### [Work instructions]
Extract every line below that contains the word "feat".

Data items:
PR #5202, opened 2026-08-21
feat(opencode-go): add DeepSeek vision model

MrMushrooooom:
## Summary
- add DeepSeek V4 Flash Vision Exp metadata
- expose the model through OpenCode Go

## Testing
- `bun validate`


SlightDust:
Hi! Just a random passerby here — I got excited when I saw this model added, but it doesn't seem to actually work yet 

Tested just now against `/zen/go/v1` with my own API key:

- `GET /models`: 28 models, no `deepseek-v4-flash-vision-exp` in the list
- `deepseek-v4-flash` → 200 OK (so the key is fine)
- `deepseek-v4-flash-vision-exp` → 401, empty body
- and for fun, `totally-fake-model-xyz` → also 401, empty body 

So right now the gateway treats it exactly like a nonexistent model. Probably worth waiting until it actually shows up on the endpoint before merging? Otherwise folks will hit the same wall I did.

PR #5270, opened 2026-08-22
feat(providers): add Model Router OpenAI-compatible gateway

razekeks1:
Add Model Router (https://resells.app) as an OpenAI-compatible provider (id model-router). API https://resells.app/v1, env RESELLS_API_KEY, docs https://resells.app/docs. Model ids are plan/<slug> from the public catalog. Includes 15 live models with base_model inheritance and conservative reasoning_options. Cost omitted (no published USD/MTok). Remaining public catalog ids can follow up: older Claude/GPT/Gemini/Grok plus minimax, mistral, muse, o3, o4-mini, qwen-3.6-plus.


razekeks1:
Closing — submitted by mistake, please ignore. Not requesting a listing.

### [Answer for the task]
feat(opencode-go): add DeepSeek vision model
feat(providers): add Model Router OpenAI-compatible gateway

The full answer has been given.